I snorted. Done with that.

The Group’s slogan flashed on the screen, signaling the end of the vid, and my voice chimed in with the computer’s. “The Recovery is at hand.”

My wrist com beeped. “We need to leave for the spaceport soon, kiddo.” I nudged Joe’s shoulder. “Turn off the televid. Go wash. Put on a clean durasuit.”

He groaned. As he stomped past me toward the bathroom, I ruffled his kinky hair. He swatted at my hand, but I couldn’t resist. He looked so cute when it stood on end.

In our old life, he’d have slammed the washroom door to punctuate his irritation. An electronic panel took the zap right out of his laser gun.

Sitting on my bed, I opened my bag.

Tonight, we’d board a starship to Eris, a planet halfway across the galaxy, to join a colony settled ten years ago. The Relocation Project drew Joe and my name in the lottery just before I turned seventeen. Our parents had been dead a year, and we lived with Uncle. When the lists came out, he dumped us at the Bunker with one bag between us.
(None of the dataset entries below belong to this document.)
Issue #2302, opened 2024-10-25
[🐛 Bug]: `deleted_at` default is wrong (at least for sqlite) and migration breaks incidents alerts


shahargl:

shahargl:
some context - 

1. On the migration:
```server_default="1000-01-01 00:00:00",```

2. But on SQLite, this isn't the default:
```
print(query.statement.compile(dialect=sqlite.dialect(), compile_kwargs={"literal_binds": True}))
SELECT alert.timestamp, alert.event, alert.id, alert.tenant_id, alert.provider_type, alert.provider_id, alert.fingerprint, alert.alert_hash, alerttoincident.incident_id, alerttoincident.tenant_id AS tenant_id_1, alerttoincident.timestamp AS timestamp_1, alerttoincident.alert_id, alerttoincident.is_created_by_ai, alerttoincident.deleted_at 
FROM alert JOIN alerttoincident ON alerttoincident.alert_id = alert.id JOIN incident ON alerttoincident.incident_id = incident.id 
WHERE alerttoincident.tenant_id = 'keep' AND incident.id = 'bf430dddec1642e7b1c9327c79bbf2cd' AND alerttoincident.deleted_at = '1000-01-01 00:00:00.000000' ORDER BY alert.timestamp DESC
```

3. Local workaround:
```
UPDATE alerttoincident 
SET deleted_at = '1000-01-01 00:00:00.000000' 
WHERE deleted_at = '1000-01-0   ...> SET deleted_at = '1000-01-01 00:00:00.000000' 
```

PR #2338, opened 2024-10-29
fix: migration messing link between alerts and incidents

Matvey-Kuk:
Close: https://github.com/keephq/keep/issues/2302

Some context:
- Using pure SQL to make sure future changes of the python model won't break it.
- I don't fix original migration, but create a new one. It should fix the issue for those who already executed the first one.


VladimirFilonov (approved):
LGTM

PR #2349, opened 2024-10-30
fix: Remove unnecessary Relations between Alerts to Incidents

Matvey-Kuk:
We don't need those relations & excessive complications.

Closes https://github.com/keephq/keep/issues/2350


Matvey-Kuk:
Whoops, we use those relations in tests... Ok.

PR #631, opened 2023-12-15
fix(startup): posthog issue when enabled and no connectivity

vijay-jangir:
Dockerfile enhancement, posthog bugfix

posthog doesn't let application start if there is any connection issue, temporarily fixed it to atleast get the application in started mode.
Updated dockerfile for ui and api so that it can run seemlessly on openshift update dockerfile for api for caching layers more efficiently

Closes # 

## ✅ Checks

- [ ] My pull request adheres to the code style of this project
- [ ] My code requires changes to the documentation
- [ ] I have updated the documentation as required
- [ ] All the tests have passed

PR #2366, opened 2024-10-31
feat: measure amount of running instances

Matvey-Kuk:
- Reverting https://github.com/keephq/keep/pull/631
- Not reporting to posthog if there is no connectivity to it.
- Tested with air-gapped keep.
- Removing duplicate env var: ENABLE_POSTHOG_API because we have DISABLE_POSTHOG
- Reporting backend uptime to PostHog every 10 minutes.
- PostHog is messing up with unnittests causing infinite recursion. Spent a pile of time trying to find the reason, just disabling it for Unittests.

Closes https://github.com/keephq/keep/issues/2367


keep/posthog/posthog.py
```diff
@@ -1,16 +1,47 @@
...
+if DISABLE_POSTHOG:
+    posthog.disabled = True
+
+def get_posthog_client(sync_mode=False):
     posthog_api_key = (
         os.getenv("POSTHOG_API_KEY")
         or "phc_muk9qE3TfZsX3SZ9XxX52kCGJBclrjhkP9JxAQcm1PZ"
     )
-    posthog_client = Posthog(api_key=posthog_api_key, host="https://app.posthog.com")
+    posthog_client = Posthog(api_key=posthog_api_key, host="https://app.posthog.com", sync_mode=sync_mode)
```
talboren, line 24: This will add delay to every request received by Keep

talboren: if I understand it correctly

Matvey-Kuk: It's only for `is_posthog_reachable` to raise Exception if posthog is not reachable. False by default.

keep-ui/.env.local.example
```diff
@@ -14,4 +14,6 @@ PUSHER_HOST=localhost
 PUSHER_PORT=6001
 PUSHER_APP_KEY=keepappkey
 # Logging
-LOG_FORMAT=dev_terminal
\ No newline at end of file
+LOG_FORMAT=dev_terminal
+
+DISABLE_POSTHOG=true
```
talboren, line 19:
```suggestion
```

keep/api/api.py
```diff
@@ -121,47 +120,44 @@ def _extract_identity(request: Request, attribute="email") -> str:
         return "anonymous"
 
 
-class EventCaptureMiddleware(BaseHTTPMiddleware):
+class PostHogEventCaptureMiddleware(BaseHTTPMiddleware):
```
talboren, line 123: can we move to a dedicated file?

keep/posthog/posthog.py
```diff
@@ -1,16 +1,56 @@
...
     return posthog_client
+
+def is_posthog_reachable():
+    posthog_client = get_posthog_client(sync_mode=True)
+    try:
+        posthog_client.capture(
```
talboren, line 36: what's the default timeout? can we put something here? I'm worried that in some air-gapped envs this will make startup "stuck"

keep/posthog/posthog.py
```diff
@@ -1,16 +1,56 @@
...
+            RANDOM_TENANT_ID_PERSISTENT_WITHIN_LAUNCH,
+            "backend_status",
+            properties={
+                "status": "up",
+                "keep_version": KEEP_VERSION,
+            },
+        )
+        logger.info("Uptime reported to PostHog.")
+        time.sleep(UPTIME_REPORTING_CADENCE)
```
talboren, line 56: just add some doc string

talboren (changes requested):
some small comments

keep-ui/.env.local.example
Matvey-Kuk: Why do you suggest this? I added it to disable Posthog for dev envs. The same with the previous change.

keep/posthog/posthog.py
Matvey-Kuk: By default it's 3 sec, made explicit here: https://github.com/keephq/keep/pull/2366/files#diff-80e770595b2d185d5c97ed37847dd7566565fcf981ef6b25d2f88ba23642728bR34

tests/fixtures/client.py
```diff
@@ -12,6 +12,8 @@
 
 @pytest.fixture
 def test_app(monkeypatch, request):
+    monkeypatch.setenv("POSTHOG_DISABLED", "true")
```
talboren, line 15: hmhmhmhm only thing that frightens me

talboren (approved):
LGTM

We hadn’t heard from him since. No loss there. Uncle liked heavy-handed discipline. Among other things.

On Eris, we’d make our own family. Joe and me.

A sad smile twisted my lips as I lifted the digital picture frame off the nightstand. The short vid clip projected our family’s last fine moment before an accident upended our world.

Dad had his arm around Mom’s shoulders, and they giggled and smiled more at each other than at the camera. I stood beside them, a gangly, fourteen-year-old jumble of skinny arms and legs, black hair hanging in my eyes like wet seaweed. Joe danced by my side, a goofy grin on his brown face.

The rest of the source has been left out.